*EXERCISE REQUIREMENTS:* Return each line of the entries that holds the string "latency".

(Stored data)
PR #493, opened 2015-07-23
Add configuration to support broker SSL

uovobw:
as mentioned in https://github.com/Shopify/sarama/issues/154 this has been rebased on current master and can be merged

### DIFF
--- a/broker.go
+++ b/broker.go
@@ -1,6 +1,7 @@
 package sarama
 
 import (
+	"crypto/tls"
 	"fmt"
 	"io"
 	"net"
@@ -68,7 +69,15 @@ func (b *Broker) Open(conf *Config) error {
 	go withRecover(func() {
 		defer b.lock.Unlock()
 
-		b.conn, b.connErr = net.DialTimeout("tcp", b.addr, conf.Net.DialTimeout)
+		dialer := &net.Dialer{
+			Timeout: conf.Net.DialTimeout,
+		}
+
+		if conf.Net.TLS.Enable {
+			b.conn, b.connErr = tls.DialWithDialer(dialer, "tcp", b.addr, conf.Net.TLS.Config)
+		} else {
+			b.conn, b.connErr = dialer.Dial("tcp", b.addr)
+		}
 		if b.connErr != nil {
 			b.conn = nil
 			atomic.StoreInt32(&b.opened, 0)
--- a/broker.go
+++ b/broker.go
@@ -69,12 +69,13 @@ func (b *Broker) Open(conf *Config) error {
 	go withRecover(func() {
 		defer b.lock.Unlock()
 
-		dialer := &net.Dialer{
-			Timeout: conf.Net.DialTimeout,
+		dialer := net.Dialer{
+			Timeout:   conf.Net.DialTimeout,
+			KeepAlive: conf.Net.KeepAlive,
 		}
 
 		if conf.Net.TLS.Enable {
-			b.conn, b.connErr = tls.DialWithDialer(dialer, "tcp", b.addr, conf.Net.TLS.Config)
+			b.conn, b.connErr = tls.DialWithDialer(&dialer, "tcp", b.addr, conf.Net.TLS.Config)
 		} else {
 			b.conn, b.connErr = dialer.Dial("tcp", b.addr)
 		}
--- a/examples/http_server/http_server.go
+++ b/examples/http_server/http_server.go
@@ -20,9 +20,10 @@ var (
 	addr      = flag.String("addr", ":8080", "The address to bind to")
 	brokers   = flag.String("brokers", os.Getenv("KAFKA_PEERS"), "The Kafka brokers to connect to, as a comma separated list")
 	verbose   = flag.Bool("verbose", false, "Turn on Sarama logging")
-	cert_file = flag.String("certificate", "", "The optional certificate file for client authentication")
-	key_file  = flag.String("key", "", "The optional key file for client authentication")
-	ca_file   = flag.String("ca", "", "The optional certificate authority file for TLS client authentication")
+	certFile  = flag.String("certificate", "", "The optional certificate file for client authentication")
+	keyFile   = flag.String("key", "", "The optional key file for client authentication")
+	caFile    = flag.String("ca", "", "The optional certificate authority file for TLS client authentication")
+	verifySsl = flag.Bool("verify", false, "Optional verify ssl certificates chain")
 )
 
 func main() {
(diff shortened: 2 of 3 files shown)


broker.go
```diff
@@ -68,12 +69,15 @@ func (b *Broker) Open(conf *Config) error {
 	go withRecover(func() {
 		defer b.lock.Unlock()
 
-		dialer := net.Dialer{
-			Timeout:   conf.Net.DialTimeout,
-			KeepAlive: conf.Net.KeepAlive,
+		dialer := &net.Dialer{
```
eapache: this struct should not have changed at all

examples/http_server/http_server.go
```diff
@@ -14,14 +17,39 @@ import (
 )
 
 var (
-	addr    = flag.String("addr", ":8080", "The address to bind to")
-	brokers = flag.String("brokers", os.Getenv("KAFKA_PEERS"), "The Kafka brokers to connect to, as a comma separated list")
-	verbose = flag.Bool("verbose", false, "Turn on Sarama logging")
+	addr       = flag.String("addr", ":8080", "The address to bind to")
+	brokers    = flag.String("brokers", os.Getenv("KAFKA_PEERS"), "The Kafka brokers to connect to, as a comma separated list")
+	verbose    = flag.Bool("verbose", false, "Turn on Sarama logging")
+	cert_file  = flag.String("certificate", "", "The certificate file for client authentication")
```
eapache: could you put a reference to TLS (and the fact that it's optional) in the help please?

examples/http_server/http_server.go
```diff
@@ -14,14 +17,39 @@ import (
...
+		if err != nil {
+			log.Fatal(err)
+		}
+
+		caCertPool := x509.NewCertPool()
+		caCertPool.AppendCertsFromPEM(caCert)
+
+		tls_config = &tls.Config{
+			Certificates: []tls.Certificate{cert},
+			//		RootCAs:            caCertPool,
```
eapache: should this be commented out?

examples/http_server/http_server.go
```diff
@@ -14,14 +17,39 @@ import (
...
-	addr    = flag.String("addr", ":8080", "The address to bind to")
-	brokers = flag.String("brokers", os.Getenv("KAFKA_PEERS"), "The Kafka brokers to connect to, as a comma separated list")
-	verbose = flag.Bool("verbose", false, "Turn on Sarama logging")
+	addr       = flag.String("addr", ":8080", "The address to bind to")
+	brokers    = flag.String("brokers", os.Getenv("KAFKA_PEERS"), "The Kafka brokers to connect to, as a comma separated list")
+	verbose    = flag.Bool("verbose", false, "Turn on Sarama logging")
+	cert_file  = flag.String("certificate", "", "The certificate file for client authentication")
+	key_file   = flag.String("key", "", "The key file for client authentication")
+	ca_file    = flag.String("ca", "", "The certificate authority file for client authentication")
+	tls_config *tls.Config
```
eapache: this doesn't need to be global

In fact if you put the tls flag checking *after* the main config has been created, you don't need a variable at all you can just assign straight to the config value

eapache: oh sorry those are in separate functions; still, breaking that code out into a function which gets called from both cases is still probably cleaner

wvanbergen:
We don't really have the guarantee that SSL will work with this once it lands in Kafka proper. I am OK with merging this, with the caveat that once proper SSL support lands in Kafka, and for some reason it doesn't work with this code, we will not maintain backwards compatibility for this code.

eapache:
> we will not maintain backwards compatibility for this code.

Good point, a comment to that effect on the config values is definitely needed.

uovobw:
i am busy with other pieces of the infra at the moment but i still intend to complete - or at least contribute to - this. i will address the various notes but please note that i did only rebase the old branch for the previous pull request to current master and opened the review .

eapache:
Most of the comments are re. changes to the example program, not the original rebased code. To keep it simple I've updated #154 appropriately and will merge that if it looks good. You are welcome to resubmit the example changes if you wish.

broker.go
uovobw: not sure why it did in the first place, changed it back to have the keepalive and use the reference to it in the tls.DialWithDialer call

examples/http_server/http_server.go
uovobw: changed to "The optional certificate authority file for TLS client authentication"

examples/http_server/http_server.go
uovobw: not sure why it slipped in, uncommented

examples/http_server/http_server.go
uovobw: created a createTlsConfiguration() function that evaluates the command line flags and returns a config if they are set and contain valid data

uovobw:
merged from master and addressed your comments, thanks again

eapache:
Looks mostly OK to me. @wvanbergen? You wrote the http server example.

We'll have to re-add a comment re. compatibility guarantees but I think that can be done post-merge? Or would it be better to merge #156 and then rebase this to pull the http server changes in separately?

examples/http_server/http_server.go
```diff
@@ -164,6 +195,11 @@ func newDataCollector(brokerList []string) sarama.SyncProducer {
 	config := sarama.NewConfig()
 	config.Producer.RequiredAcks = sarama.WaitForAll // Wait for all in-sync replicas to ack the message
 	config.Producer.Retry.Max = 10                   // Retry up to 10 times to produce the message
+	tls_config := createTlsConfiguration()
```
wvanbergen: `tlsConfig`

examples/http_server/http_server.go
```diff
@@ -183,6 +219,11 @@ func newAccessLogProducer(brokerList []string) sarama.AsyncProducer {
 	// For the access log, we are looking for AP semantics, with high throughput.
 	// By creating batches of compressed messages, we reduce network I/O at a cost of more latency.
 	config := sarama.NewConfig()
+	tls_config := createTlsConfiguration()
```
wvanbergen: Naming nitpick: `tlsConfig`

examples/http_server/http_server.go
```diff
@@ -47,6 +53,31 @@ func main() {
...
+			log.Fatal(err)
+		}
+
+		caCertPool := x509.NewCertPool()
+		caCertPool.AppendCertsFromPEM(caCert)
+
+		t = &tls.Config{
+			Certificates:       []tls.Certificate{cert},
+			RootCAs:            caCertPool,
+			InsecureSkipVerify: true,
```
wvanbergen: Not sure if this is great as example code.

wvanbergen:
Couple of comments, mostly looks good :+1:

examples/http_server/http_server.go
uovobw: i've been testing with self signed certs and i hardcoded it and forgot, sorry will fix

uovobw:
@wvanbergen  addressed your comments

uovobw:
that is strange, we have [failing tests](https://travis-ci.org/Shopify/sarama/builds/74301680) but go test on my host succeeds

uovobw:
yes i can confirm that the command

> go test -v -timeout 60s -race ./...

run on my host (as is from the travis CI test) completes successfully on my host

wvanbergen:
Seems to have been a temporary fluke - I just did a rebuild and it passed now.

@eapache merge?

PR #494, opened 2015-07-27
consumer: fix another race pointed out by Maxim

eapache:
Take the previous refactor to its logical conclusion by handling *all* the
error logic in the brokerConsumer, not the responseFeeder. This fixes the race
to close the dying channel (since the brokerConsumer can just close the trigger
instead as it has ownership).

At the same time, refactor `updateSubscriptionCache` into `handleResponses`, and
inline the "new subscriptions" bit into the main loop; otherwise we end up
processing the previous iterations results at the very beginning of the next
iteration, rather than at the very end of the current one.

@horkhe @Shopify/kafka should fix the issue reported https://github.com/Shopify/sarama/pull/484#issuecomment-125328327

### DIFF
--- a/consumer.go
+++ b/consumer.go
@@ -271,7 +271,7 @@ type partitionConsumer struct {
 	feeder   chan *FetchResponse
 
 	trigger, dying chan none
-	dispatchReason error
+	responseResult error
 
 	fetchSize           int32
 	offset              int64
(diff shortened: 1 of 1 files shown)


eapache:
This temporarily breaks a test which #485 re-fixes, so I've merged this fix in there and we can land them together.

PR #495, opened 2015-07-29
Cleanup error formatting

eapache:
@Shopify/kafka 

As pointed out by Willem (https://github.com/Shopify/sarama/pull/485#discussion_r35786611) we have a bunch of not-quite-idiomatic error formats. Fix up a bunch of obvious ones.


wvanbergen:
:ship:

PR #496, opened 2015-07-29
Put a 60s limit on the test suite

eapache:
@Shopify/kafka 

Nothing should run that long, and when flaky tests hang this is a lot better
than Travis's default 10-minute timeout.


wvanbergen:
:cool:

PR #502, opened 2015-08-07
Add History() method to mockbroker

horkhe:
This PR adds History() method to mockbroker. The method returns RequestResponse pairs in the order it has processed them. The method is supposed to facilitate testing of requests generated by the code. E.g. for offset manager testing. The workflow should be as follows:
* mock responses
* execute test logic
* stop mock broker
* inspect the recorded history

Note that lock on history is needed because a mockbroker can have several connections, each of them running in a goroutine of its own updating the history.

### DIFF
--- a/mockbroker_test.go
+++ b/mockbroker_test.go
@@ -46,7 +46,13 @@ type mockBroker struct {
 	t            *testing.T
 	latency      time.Duration
 	handler      requestHandlerFunc
-	handlerMux   sync.Mutex
+	history      []RequestResponse
+	lock         sync.Mutex
+}
+
+type RequestResponse struct {
+	Request  requestBody
+	Response encoder
 }
 
 func (b *mockBroker) SetLatency(latency time.Duration) {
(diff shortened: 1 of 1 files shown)


eapache:
> Note that lock on history is needed because a mockbroker can have several connections, each of them running in a goroutine of its own updating the history.

Then would it make more sense to have a history array per connection instead?

mockbroker_test.go
```diff
@@ -77,6 +84,10 @@ func (b *mockBroker) BrokerID() int32 {
 	return b.brokerID
 }
 
+func (b *mockBroker) History() []RequestResponse {
+	return b.history
```
eapache: if further request/responses can update the history slice, should this not be returning a copy (and probably taking the lock as well)?

eapache:
A few implementation questions, but definitely a good idea, thanks!

mockbroker_test.go
horkhe: The workflow that I expected and in fact use it in our offset manager implementation to inspect the history at the very end of the test when there are no more modifications. But it does make sense to make this method more universal and indeed return a copy. 

And you are right about the lock, for visibility guarantee if for nothing else.

horkhe:
@eapache yea, I thought about that too but decided not to do that. The reasons are:
* it may be hard for the test to figure out what particular connection related slice to look at;
* typical history use case I see are:
  * check if a particular request with particular parameters has been made;
  * check what parameters the most recent request of a particular type has had;
  * check if requests have been made in a correct order;
  
   for all these purposes one history buffer is quite sufficient, and certainly simpler.

wvanbergen:
I agree we should start with one history because it's simpler. If that turns out to not be enough, we can change it later: the mock broker is not part of the stable API promise.

horkhe:
@eapache @wvanbergen I made sure that the history is copied on return. Besides I decided that one lock would be more than enough in this case.

eapache:
:+1: 

@wvanbergen merge at will

horkhe:
Squashed changes to make them look nice in the trunk.

wvanbergen:
Belated :+1:

PR #503, opened 2015-08-07
Add mock responses for OffsetManager testing

horkhe:
This PR brings mock response builders and respective additions to response structs that are used by offset manager.

### DIFF
--- a/consumer_metadata_response.go
+++ b/consumer_metadata_response.go
@@ -20,10 +20,14 @@ func (r *ConsumerMetadataResponse) decode(pd packetDecoder) (err error) {
 	}
 	r.Err = KError(tmp)
 
-	r.Coordinator = new(Broker)
-	if err := r.Coordinator.decode(pd); err != nil {
+	coordinator := new(Broker)
+	if err := coordinator.decode(pd); err != nil {
 		return err
 	}
+	if coordinator.addr == ":0" {
+		return nil
+	}
+	r.Coordinator = coordinator
 
 	// this can all go away in 2.0, but we have to fill in deprecated fields to maintain
 	// backwards compatibility
@@ -43,16 +47,27 @@ func (r *ConsumerMetadataResponse) decode(pd packetDecoder) (err error) {
 }
 
 func (r *ConsumerMetadataResponse) encode(pe packetEncoder) error {
-
 	pe.putInt16(int16(r.Err))
-
+	if r.Coordinator != nil {
+		host, portstr, err := net.SplitHostPort(r.Coordinator.Addr())
+		if err != nil {
+			return err
+		}
+		port, err := strconv.ParseInt(portstr, 10, 32)
+		if err != nil {
+			return err
+		}
+		pe.putInt32(r.Coordinator.ID())
+		if err := pe.putString(host); err != nil {
+			return err
+		}
+		pe.putInt32(int32(port))
+		return nil
+	}
 	pe.putInt32(r.CoordinatorID)
-
 	if err := pe.putString(r.CoordinatorHost); err != nil {
 		return err
 	}
-
 	pe.putInt32(r.CoordinatorPort)
-
 	return nil
 }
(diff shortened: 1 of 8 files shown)


consumer_metadata_response.go
```diff
@@ -20,10 +20,14 @@ func (r *ConsumerMetadataResponse) decode(pd packetDecoder) (err error) {
 	}
 	r.Err = KError(tmp)
 
-	r.Coordinator = new(Broker)
-	if err := r.Coordinator.decode(pd); err != nil {
+	coordinator := new(Broker)
+	if err := coordinator.decode(pd); err != nil {
 		return err
 	}
+	if coordinator.addr == ":0" {
```
eapache: Why this change? Does Kafka return an address of ":0" in special cases?

mockresponses_test.go
```diff
@@ -230,3 +230,152 @@ func (mfr *mockFetchResponse) getHighWaterMark(topic string, partition int32) in
...
+	res := &OffsetFetchResponse{}
+	for topic, partitions := range mr.offsets[group] {
+		for partition, block := range partitions {
+			res.AddBlock(topic, partition, block)
+		}
+	}
+	return res
+}
+
+//func (mr *mockOffsetFetchResponse) getOffset(group, topic string, partition int32) *OffsetFetchResponseBlock {
```
eapache: why is this commented out?

offset_commit_response.go
```diff
@@ -4,9 +4,40 @@ type OffsetCommitResponse struct {
...
+			pe.putInt16(int16(kerror))
+		}
+	}
+	return nil
+}
+
 func (r *OffsetCommitResponse) decode(pd packetDecoder) (err error) {
 	numTopics, err := pd.getArrayLength()
-	if err != nil {
+	if err != nil || numTopics == 0 {
```
eapache: this extra conditional seems unnecessary, it would just fall through the loop without it?

eapache:
A few minor questions but generally looks good.

cc @aaronkavlie-wf you may want to coordinate with @horkhe since it looks like you're both interested in pushing the offset manager forward

offset_commit_response.go
horkhe: It is necessary to make encode/decode symmetric. When a reply that contains no topics encoded it used to contain an empty slice of blocks, but a response object that contains no topics had `nil` slice of blocks instead, so they did not compare equal.

mockresponses_test.go
horkhe: It is a remnant of the previous iteration of the implementation, I will remove that.

consumer_metadata_response.go
horkhe: It is necessary to make encode/decode symmetric. When a response that contains zero coordinator info is encoded it used to contain a zero instance of broker, but a response object that contains no broker had a `nil` broker reference.

aaronkavlie-wf:
Looks like this should take care of some of the hangups I ran into with testing, at least (missing decode/encode methods).

@horkhe have you done any work on tests for the offset manager PR?

horkhe:
@aaronkavlie-wf sorry, man, but I have written [our own](https://github.com/mailgun/sarama/blob/maxim/develop/offset_manager.go) offset manager, and it is tested. With this PR I am sharing some code from that effort with the upstream repo.

aaronkavlie-wf:
@horkhe hmm, why did you decide to write your own?

(Perhaps we should say "fork" as I see that it's clearly based on [the outstanding PR](https://github.com/Shopify/sarama/pull/461)

horkhe:
@aaronkavlie-wf when we wrote it the OffsetManager in the outstanding PR had different interface and a number of issues. You can find the list in one of my comments to the PR. Besides it our implementation the OffsetManager guarantees to commit pending offsets on close, whereas the OffsetManger in the outstanding PR drops them.

eapache:
code :+1: now

aaronkavlie-wf:
@horkhe right, but why not submit the changes as a PR to Sarama?

We have a need for offset management as well, but I'm looking to get it into Sarama to avoid the need to maintain a separate fork.

PR #504, opened 2015-08-09
simplify goroutine constructor semantics slightly

eapache:
@Shopify/kafka this is functionally no different but I think it's conceptually slightly simpler?


wvanbergen:
:+1:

*WORKED SOLUTION:*
 	// By creating batches of compressed messages, we reduce network I/O at a cost of more latency.
 	latency      time.Duration
 func (b *mockBroker) SetLatency(latency time.Duration) {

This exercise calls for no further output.